American government official

Hannibal "Mike" Ware was the inspector general of the United States Small Business Administration. Ware was sworn into office on May 24, 2018 and served until January 24, 2025.

==Early life==
Ware is originally from the U.S. Virgin Islands, and he grew up on St. Croix. He graduated from Central High School. He earned a Bachelor of Arts degree in accounting from the University of the Virgin Islands. He also is a graduate of the Senior Executive Service Career Development Program. He has received numerous awards and honors throughout his career. He was conferred a degree of Doctorate of Human Letters by the University of the Virgin Islands in December 2020.

== Career ==
As a junior in college, Ware began working as an intern auditor for the Office of the Inspector General of the U.S. Department of the Interior in 1990. He continued working there after graduation. He was later promoted to supervisor of the office.
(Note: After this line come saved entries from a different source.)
PR #156, opened 2016-10-08
Fix globbing

iksaif:
See #154

---
This change is [Reviewable](https://reviewable.io/reviews/criteo/biggraphite/156)


dpanth3r:
I have to disagree with what seems more complicated to me than just building one regex. Adding to this is the fact that fnmatch will actually build a regex every time you call filter, which makes this even more complex behind the scenes.

iksaif:
I'm merging this to have a quick/low-impact fix. I'm ok for it to be reverted by yours when it's ready.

In 2009, Gov. John de Jongh Jr. used $490,000
of government funds to build a perimeter fence, expand his driveway, build a guard house, and installed a security camera system. Ware found that de Jongh had used money designated for repairs to public roads to make the improvements to his private home, which was improper and circumvented the legislature. The attorney general charged DeJongh with criminal embezzlement of public funds and neglecting to pay over public monies.
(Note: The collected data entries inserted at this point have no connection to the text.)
PR #92, opened 2017-02-03
Add table listing abilities to azure manager

imbstack:
Also add some table listing stuff for backups.

### DIFF
--- a/schemas/azure-table-list-response.yml
+++ b/schemas/azure-table-list-response.yml
@@ -1,0 +1,28 @@
+$schema:  http://json-schema.org/draft-04/schema#
+title:                      "Azure List Account Response"
+description: |
+  A list of Azure tables in an account
+type:                       object
+properties:
+  tables:
+    title: Azure Tables
+    description: |
+      A list of tables that are in an account. These are
+      the tables that can have SAS credentials fetched for them.
+    type:                 array
+    items:
+      type: string
+  continuationToken:
+    type:             string
+    title:            Continuation Token
+    description: |
+      Opaque `continuationToken` to be given as query-string option to get the
+      next set of tables.
+      This property is only present if another request is necessary to fetch all
+      results. In practice the next request with a `continuationToken` may not
+      return additional results, but it can. Thus, you can only be sure to have
+      all the results if you've called `azureAccountTables` with `continuationToken`
+      until you get a result without a `continuationToken`.
+additionalProperties:       false
+required:
+  - tables
--- a/src/azure.js
+++ b/src/azure.js
@@ -1,5 +1,56 @@
+var _           = require('lodash');
 var azure       = require('fast-azure-storage');
 var api         = require('./v1');
+
+api.declare({
+  method:     'get',
+  route:      '/azure/accounts',
+  name:       'azureAccounts',
+  input:      undefined,
+  output:     'azure-account-list-response.json#',
+  stability:  'stable',
+  scopes:     [['auth:azure-table:list-accounts']],
+  title:      "List Accounts Managed by Auth",
+  description: [
+    "Retrieve a list of all Azure accounts managed by Taskcluster Auth.",
+  ].join('\n')
+}, function(req, res) {
+  return res.reply({accounts: _.keys(this.azureAccounts)});
+});
+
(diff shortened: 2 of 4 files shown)


schemas/azure-table-list-response.yml
```diff
@@ -0,0 +1,24 @@
...
+properties:
+  tables:
+    title: Azure Tables
+    description: |
+      A list of tables that are in an account. These are
+      the tables that can have SAS credentials fetched for them.
+    type:                 array
+    items:
+      type: string
+  nextTableName:
```
jonasfj: Let call it `continuationToken` and just say it's an opaque token.

src/azure.js
```diff
@@ -1,8 +1,56 @@
...
+}, function(req, res) {
+  return res.reply({accounts: _.keys(this.azureAccounts)});
+});
+
+api.declare({
+  method:     'get',
+  route:      '/azure/:account/tables',
+  name:       'azureAccountTables',
+  query: {
+    nextTableName: /./,
```
jonasfj: Again list call it continuation token... and do a proper regex: `/^[A-Za-z][A-Za-z0-9]{2,62}$/`.
The regex is actually from: https://docs.microsoft.com/en-us/rest/api/storageservices/fileservices/understanding-the-table-service-data-model

imbstack:
The only issue with `[{account: '...', table: '...'}, ...]` is that the continuationToken stops making as much sense. I agree that we should change the name. I'll have it up shortly.

imbstack:
@jonasfj: Ok, this is up-to-date with master now. I still think the two functions kinda make sense for the same reasons as my previous comment, but am open to suggestions. Does this look reasonable to you?

src/azure.js
```diff
@@ -1,8 +1,61 @@
+var _           = require('lodash');
 var azure       = require('fast-azure-storage');
 var api         = require('./v1');
 
 api.declare({
   method:     'get',
+  method:     'get',
+  route:      '/azure/:account/table/:table/read-write',
+  route:      '/azure/accounts',
```
jonasfj: two routes?

src/azure.js
```diff
@@ -1,8 +1,61 @@
...
+  name:       'azureAccounts',
+  input:      undefined,
+  output:     'azure-account-list-response.json#',
+  stability:  'stable',
+  scopes:     [['auth:azure-table-access:list-accounts']],
```
jonasfj: I propose scope patterns:
```
auth:azure-table:<level>:<account>/<table>, where level is 'read-only' or 'read-write'
auth:azure-table:list-accounts
auth:azure-table:list-tables:<account>
```

src/azure.js
```diff
@@ -1,8 +1,61 @@
...
+    "Retrieve a list of all Azure accounts managed by Taskcluster Auth.",
+  ].join('\n')
+}, function(req, res) {
+  return res.reply({accounts: _.keys(this.azureAccounts)});
+});
+
+api.declare({
+  method:     'get',
+  route:      '/azure/:account/tables',
+  name:       'azureAccountTables',
```
jonasfj: How about `azureTables`

src/azure.js
```diff
@@ -1,8 +1,61 @@
...
+    accountId:  account,
+    accessKey:  this.azureAccounts[account]
+  });
+
+  let result = await table.queryTables({continuationToken});
+  if (result.nextTableName) {
+    result.continuationToken = result.nextTableName;
+  }
+  delete result.nextTableName;
+  return res.reply(result);
```
jonasfj: prefer:
```js
let data = {tables: result.tables};
if (result.nextTableName) {
  data.continuationToken = result.nextTableName;
}
return res.reply(data);
```
Just as long, but you won't have an error when/if we add properties in `fast-azure-storage`.

IMO, we should augment `res.reply` so that it removes properties that has the value `undefined`. If we serialized to JSON they wouldn't be there either... The only reason we can just do: `res.reply({tables: result.tables, continuationToken: result.nextTableName || undefined});` is because `ajv` complains about `undefined`... Which is stupid because when serialized `{a: undefined}` becomes `"{}"`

Ware was later promoted to Eastern Regional Manager. While he was Deputy Assistant Inspector General for Management, Ware managed the office's operating budget and logistics.
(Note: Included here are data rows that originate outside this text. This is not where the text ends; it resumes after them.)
PR #94, opened 2017-02-10
Azure blob access

elenasolomon:
Adds an API endpoint for getting a SAS string for use with a specific Azure blob storage container

Please do not merge it, because the implementation of Blob service is not yet merged.


elenasolomon:
@jonasfj based on your last email, I changed the scope to:
auth:azure-blob:<level>:<account>/<container>

src/azure.js
```diff
@@ -69,4 +69,89 @@ api.declare({
...
+      container:    containerName,
+      level:        level,
+    })) {
+    return;
+  }
+
+  // Check that the account exists
+  if (!this.azureAccounts[account]) {
+    return res.status(404).json({
+      message:    "Account '" + account + "' not found, can't delegate access"
```
jonasfj: Use res.reportError I think it's called... See tc-lib-api

src/azure.js
```diff
@@ -69,4 +69,89 @@ api.declare({
...
+    "if it doesn't already exists."
+  ].join('\n')
+}, async function(req, res){
+  // Get parameters
+  let account = req.params.account;
+  let containerName = req.params.container;
+  let level = req.params.level;
+
+  if (['read-write', 'read-only'].indexOf(level) < 0) {
+    return res.status(404).json({
```
jonasfj: Use res.reportError

src/azure.js
```diff
@@ -69,4 +69,89 @@ api.declare({
...
+    start:         new Date(Date.now() - 15 * 60 * 1000),
+    expiry:        expiry,
+    resourceType: 'container',
+    permissions: {
+      read:       true,
+      add:        perm,
+      create:     perm,
+      write:      perm,
+      delete:     perm,
+      list:       perm
```
jonasfj: Is list not read only? I'm not sure what it covers...

elenasolomon: You are right. 'List' gives the permission to list blobs in the container.

jhford:
@elenasolomon can you please rebase your patch when you have a chance.  You'll also need to update the package.json to match the new version of fast-azure-storage.

@jonasfj do the review addressing commits look good?  Once we land fast-azure-storage with blob storage, would you be OK with this being merged?

elenasolomon:
I made the rebase and I changed also the version of 'fast-azure-storage' library

schemas/azure-blob-response.yml
```diff
@@ -0,0 +1,22 @@
+$schema:  http://json-schema.org/draft-04/schema#
+title:    "Azure Shared-Access-Signature Response"
```
jonasfj: Included `Blob` and `Table` in the two titles for this schema and the table schema... Afaik golang client uses the titles to generate types :)

schemas/azure-blob-response.yml
```diff
@@ -0,0 +1,22 @@
...
+    type:                 string
+  expiry:
+    description: |
+      Date and time of when the Shared-Access-Signature expires.
+    type:                   string
+    format:                 date-time
+additionalProperties:       false
+required:
+  - sas
+  - expiry
```
jonasfj: end document with line break

src/azure.js
```diff
@@ -82,3 +82,86 @@ api.declare({
     expiry:   expiry.toJSON()
   });
 });
+
+api.declare({
+  method:     'get',
+  route:      '/azure/:account/blob/:container/:level',
```
jonasfj: How about `'/azure/:account/containers/:container/:level',`

The other one we use: `/azure/<account>/table/<table>/<level>`
And we probably should have used `/azure/<account>/tables/<table>/<level>`. So that matches with the route for listing.

jonasfj: Also we should define a pattern for the `container` parameter here:
https://github.com/elenasolomon/taskcluster-auth/blob/d1eb601a2b9b5f2709f4c0f672a7d060d99169d1/src/v1.js#L57

Perhaps we can even define `level` there too... Since level is always `/^(read-write|read-only)$/`

src/azure.js
```diff
@@ -82,3 +82,86 @@ api.declare({
...
+    return res.reportError('InvalidRequestArguments',
+      `Level '${level}' is not valid. Must be one of ['read-write', 'read-only'].`);
+  }
+
+  // Check that the client is authorized to access given account and container
+  if (!req.satisfies({
+      account:      account,
+      container:    containerName,
+      level:        level,
+    })) {
```
jonasfj: Please use the short hand: `req.satisfies({account, container: containerName, level})`
If you changed `containerName` to `container` it would work even better :)

jonasfj: Actually, a better test is:
`level === 'read-only' && req.satisfies({account, container: containerName, level: 'read-write'}, true) && req.satisfies({account, container: containerName, level})`

That way, the 'read-write' scope grants 'read-only' too...

Credits @imbstack for remembering this for tables...

schemas/azure-table-access-response.yml
```diff
@@ -1,5 +1,5 @@
 $schema:  http://json-schema.org/draft-04/schema#
-title:                      "Azure Shared-Access-Signature Response"
+title:                      "Azure Table Shared-Access-Signature Response"
```
jonasfj: Thanks :)

src/azure.js
```diff
@@ -88,9 +88,8 @@ api.declare({
 
   // Check that the account exists
   if (!this.azureAccounts[account]) {
-    return res.status(404).json({
-      message:    "Account '" + account + "' not found, can't delegate access"
-    });
+    return res.reportError('InvalidRequestArguments',
```
jonasfj: ResourceNotFound  produces 404

src/azure.js
```diff
@@ -131,3 +130,84 @@ api.declare({
...
+  // Check that the client is authorized to access given account and container
+  if (!(level === 'read-only' &&
+    req.satisfies({account, container, level: 'read-write'}, true)) &&
+    !req.satisfies({account, container, level})) {
+    return;
+  }
+
+  // Check that the account exists
+  if (!this.azureAccounts[account]) {
+    return res.reportError('InvalidRequestArguments',
```
jonasfj: Again this is probably a not found error

test/azure_test.js
```diff
@@ -181,4 +180,133 @@ suite('azure table (sas)', function() {
...
+    assert(typeof(result.sas) === 'string', "Expected some form of string");
+    assert(new Date(result.expiry).getTime() > new Date().getTime(),
+      "Expected expiry to be in the future");
+  });
+
+  test('azureBlobSAS (unauthorized container)', async () => {
+    let auth = new helper.Auth({
+      baseUrl:          helper.baseUrl,
+      credentials:      rootCredentials,
+      authorizedScopes: [
```
jonasfj: Helper has a quick method to set authorised scopes...

elenasolomon: Which method? Sorry, but I do not find a method that can set authorizedScopes

jonasfj: oh, we don't have it here...
In queue we do: https://github.com/taskcluster/taskcluster-auth/blob/ce1f509c11179875674a7c548ca07fd0e8db20ac/test/helper.js#L76-L82

We could do the same here: 
https://github.com/taskcluster/taskcluster-auth/blob/ce1f509c11179875674a7c548ca07fd0e8db20ac/test/helper.js#L76-L82

Ie. basically wrap with  a `helper.scopes` method...

jonasfj:
@elenasolomon let us know when this isn't **"[DO-NOT-MERGE]"** anymore...

elenasolomon:
@jonasfj The new version of fast-azure-storage is published :) Now we can merge this PR

jonasfj:
I'll update npm-shrinkwrap.json and land this in production...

Ware served as the Deputy Inspector General of the Small Business Administration from April 2016 to January 2017. When Inspector General Peggy E. Gustafson left the position to become to Inspector General of the Department of Commerce, Ware served as the Acting Inspector General from January 9, 2017, until President Donald Trump appointed him, the Senate confirmed him, and he was sworn into office on May 24, 2018.
He is responsible for independent oversight of SBA’s programs and operations, which normally encompass more than $100 billion in guaranteed loans and nearly $100 billion in Federal contracting dollars. As a result of SBA’s role in the nation’s pandemic response, he is providing oversight of over a trillion dollars of lending authority aimed at stabilizing the nation’s economy and providing vital capital to the nation’s small businesses. He also is a statutory member of the Council of the Inspectors General on Integrity and Efficiency’s (CIGIE) Pandemic Response Accountability Committee (PRAC), serving alongside his Inspector General colleagues to provide a whole of Government response to the pandemic oversight effort. Within the PRAC, Inspector General Ware chairs the Subcommittee on Audits. In addition, Inspector General Ware serves as the Chair of the Audit Committee for CIGIE and is a member of CIGIE’s Executive Council.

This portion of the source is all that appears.